PR #9472, opened 2022-06-15
VACMS 0000: nate plumbing the dreamlands of kadath

ndouglas:
just debugging stuff


ndouglas:
There's some environment stuff going on, but the Uri error that I suspect is causing a lot of the test failures is occurring in periods where Tugboat seems to be correctly identifying itself:
Screen Shot 2022-06-15 at 2 08 09 PM
Screen Shot 2022-06-15 at 2 07 44 PM

PR #9595, opened 2022-06-27
VACMS-0000: Enable twig debugging for local development.

dsasser:
## Description

I found I had to setup theme debugging (it was not already setup), and in doing so, realized that there is a missing services file for the local environment.


swirtSJW (commented):
I want to bring @cweagans into this since I know he made some changes related to other environments thinking they are "local"   I am not sure if this would get picked up by environments other than our ddev locals.

My other concern is that some of this ought to be a local choice (per developer), yet making this part of the repo takes that choice away since there is not another level of gitignored file that functions downstream from this one.

cweagans:
Twig debug and reload seem like good defaults to include in local environments, but IMO we really shouldn't be doing too much with caches completely disabled.

swirtSJW:
Some of this duplicates what is already in place here
https://github.com/department-of-veterans-affairs/va.gov-cms/blob/main/docroot/sites/development.services.yml

and gets brought in, in my case, by my settings.local.php   like this line from the example here
https://github.com/department-of-veterans-affairs/va.gov-cms/blob/main/docroot/sites/example.settings.local.php#L41

dsasser:
@swirtSJW @cweagans Since my main goal was to be able to more easily enable twig debugging, how does this sound:
1) remove this local services file and instead...
2) Modify the existing development.services.yml to:
```
# Local development services.
#
# To activate this feature, follow the instructions at the top of the
# 'example.settings.local.php' file, which sits next to this file.
parameters:
  http.response.debug_cacheability_headers: true
  twig.config:
    debug: true
    auto_reload: true
services:
  cache.backend.null:
    class: Drupal\Core\Cache\NullBackendFactory
```

Do the above will then only affect those that have a local settings file which adds the existing development.services.yml config to the container_yaml settings array, rather than applying to any "local" environment.

swirtSJW:
@dsasser That sounds like a good solution to me.

swirtSJW (approved):
Good solution.

swirtSJW:
The phpunit failure is an odd one.  
image

We'll see if it goes away with a rebuild.

swirtSJW:
image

WHAT TO WORK ON | The full set of records should be duplicated exactly.

TASK SOLUTION |
PR #9472, opened 2022-06-15
VACMS 0000: nate plumbing the dreamlands of kadath

ndouglas:
just debugging stuff


ndouglas:
There's some environment stuff going on, but the Uri error that I suspect is causing a lot of the test failures is occurring in periods where Tugboat seems to be correctly identifying itself:
Screen Shot 2022-06-15 at 2 08 09 PM
Screen Shot 2022-06-15 at 2 07 44 PM

PR #9595, opened 2022-06-27
VACMS-0000: Enable twig debugging for local development.

dsasser:
## Description

I found I had to setup theme debugging (it was not already setup), and in doing so, realized that there is a missing services file for the local environment.


swirtSJW (commented):
I want to bring @cweagans into this since I know he made some changes related to other environments thinking they are "local"   I am not sure if this would get picked up by environments other than our ddev locals.

My other concern is that some of this ought to be a local choice (per developer), yet making this part of the repo takes that choice away since there is not another level of gitignored file that functions downstream from this one.

cweagans:
Twig debug and reload seem like good defaults to include in local environments, but IMO we really shouldn't be doing too much with caches completely disabled.

swirtSJW:
Some of this duplicates what is already in place here
https://github.com/department-of-veterans-affairs/va.gov-cms/blob/main/docroot/sites/development.services.yml

and gets brought in, in my case, by my settings.local.php   like this line from the example here
https://github.com/department-of-veterans-affairs/va.gov-cms/blob/main/docroot/sites/example.settings.local.php#L41

dsasser:
@swirtSJW @cweagans Since my main goal was to be able to more easily enable twig debugging, how does this sound:
1) remove this local services file and instead...
2) Modify the existing development.services.yml to:
```
# Local development services.
#
# To activate this feature, follow the instructions at the top of the
# 'example.settings.local.php' file, which sits next to this file.
parameters:
  http.response.debug_cacheability_headers: true
  twig.config:
    debug: true
    auto_reload: true
services:
  cache.backend.null:
    class: Drupal\Core\Cache\NullBackendFactory
```

Do the above will then only affect those that have a local settings file which adds the existing development.services.yml config to the container_yaml settings array, rather than applying to any "local" environment.

swirtSJW:
@dsasser That sounds like a good solution to me.

swirtSJW (approved):
Good solution.

swirtSJW:
The phpunit failure is an odd one.  
image

We'll see if it goes away with a rebuild.

swirtSJW:
image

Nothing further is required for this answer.